__TASK OBJECTIVE__.
Which lines below mention "lslezak"? Pick each one out.

━━ EXERCISE DATA

PR #187, opened 2016-08-31
Fix URL when retrying to load an add-on from a DVD

imobachgs:
**This behavior is also present in SLE 12 SP1, so I would like to check if it's intended.**

While retrying to load an add-on from a CD/DVD with this dialog:

ask-for-cd

The URL gets screwed (note the duplicated `devices=/dev/sr0`):

broken-url

This patch fix this issue.

### DIFF
--- a/src/modules/AddOnProduct.rb
+++ b/src/modules/AddOnProduct.rb
@@ -2235,7 +2235,7 @@ module Yast
         end
 
         # ask for a different medium
-        current_url = AskForCD(current_url, prodname)
+        current_url = AskForCD(url, prodname)
         return nil if current_url.nil?
       end
     end
--- a/package/yast2-packager.changes
+++ b/package/yast2-packager.changes
@@ -1,4 +1,11 @@
 -------------------------------------------------------------------
+Wed Aug 31 14:25:19 UTC 2016 - igonzalezsosa@suse.com
+
+- Fix URLs handling when retrying to load an add-on from a CD/DVD
+  through the add_on_products.xml (related to bsc#991935).
+- 3.1.117
+
+-------------------------------------------------------------------
 Tue Aug 23 11:17:36 UTC 2016 - jreidinger@suse.com
 
 - Always enable "Next" button in license confirmation dialog,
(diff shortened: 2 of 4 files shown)


src/modules/AddOnProduct.rb
```diff
@@ -2235,7 +2235,7 @@ def add_product_from_cd(url, pth, priority, prodname, check_name)
         end
 
         # ask for a different medium
-        current_url = AskForCD(current_url, prodname)
+        current_url = AskForCD(url, prodname)
```
jreidinger: how can it be fixed when current_url equal url? Only possibility I see is that `AddRepo` modify its parameter, so maybe this is actually bug? Maybe some refactoring break behavior of method?

jreidinger: or does it get broken when assigning current_url there in next iteration of loop?

jreidinger: in general I worry currently this method is more confusing after this change and it require slightly bigger change.

imobachgs: That's the point: in the first iteration, `current_url` is set to `cd:/?devices=/dev/sr0` (and `url` and `current_url` won't point to the same string anymore).

In the second iteration, `AskForCD` will receive that value and it will append `devices=/dev/sr0`  ( because of [L1553](https://github.com/imobachgs/yast-packager/blob/5e7210c0614eb08eb51a6e105be4280c005cc92e/src/modules/AddOnProduct.rb#L1553) ) resulting in `cd:/?devices=/dev/sr0&devices=/dev/sr0`. And so on the third, fourth... iterations.

jreidinger:
ok, LGTM, making it more understandable means too much changes.

imobachgs:
@jreidinger Yes, I think so and I don't want to break anything especially now :)

lslezak:
Yes, a simpler change is preferable in the current state. However we should at least add a `FIXME` note to the [`AskForCD`](https://github.com/imobachgs/yast-packager/blob/5e7210c0614eb08eb51a6e105be4280c005cc92e/src/modules/AddOnProduct.rb#L1547) method so we can fix it later when touching the code...

PR #188, opened 2016-09-15
Reduce build time

jreidinger:
speed_up around 20%

dropped dependency on yast2-country ( but still depends on storage, so layer do not change )

rpm content verified:

```
diff -r old_rpm/usr/share/applications/YaST2/checkmedia.desktop new_rpm/usr/share/applications/YaST2/checkmedia.desktop
2d1
< X-SuSE-DocTeamID=ycc_checkmedia
25d23
< 
diff -r old_rpm/usr/share/applications/YaST2/sw_single.desktop new_rpm/usr/share/applications/YaST2/sw_single.desktop
2d1
< X-SuSE-DocTeamID=ycc_sw_single
24d22
< 
diff -r old_rpm/usr/share/applications/YaST2/sw_source.desktop new_rpm/usr/share/applications/YaST2/sw_source.desktop
2d1
< X-SuSE-DocTeamID=ycc_sw_source
24d22
< 
Only in new_rpm/usr/share/doc/packages/yast2-packager: CONTRIBUTING.md
Only in new_rpm/usr/share/doc/packages/yast2-packager: README.md
```


package/yast2-packager.spec
```diff
@@ -25,17 +25,20 @@ Source0:        %{name}-%{version}.tar.bz2
 
 Url:            https://github.com/kobliha/yast-packager
 BuildRequires:  update-desktop-files
-BuildRequires:  yast2-country-data
 BuildRequires:  yast2-devtools >= 3.1.10
-BuildRequires:  yast2-storage
-BuildRequires:  yast2-testsuite
 BuildRequires:  yast2-xml
-BuildRequires:  yast2_theme
+# needed for space calculator to parse and convert sizes
```
lslezak: NP: I'd add a `TODO` note here, depending on a full storage stack just because of parsing size strings does not look nice to me. Getting rid of this dependency would help quite a lot I guess...

kobliha: We  need to define the critical path first. Guessing what might or might not help is good, but having the data before that would be better.

kobliha:
Anyway, great work, great result :) Thanks!

package/yast2-packager.spec
jreidinger: @kobliha actually it is critical path, as it blocks moving packager to lower layer.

━━━━

__EXERCISE SOLUTION__.
lslezak:
lslezak: NP: I'd add a `TODO` note here, depending on a full storage stack just because of parsing size strings does not look nice to me. Getting rid of this dependency would help quite a lot I guess...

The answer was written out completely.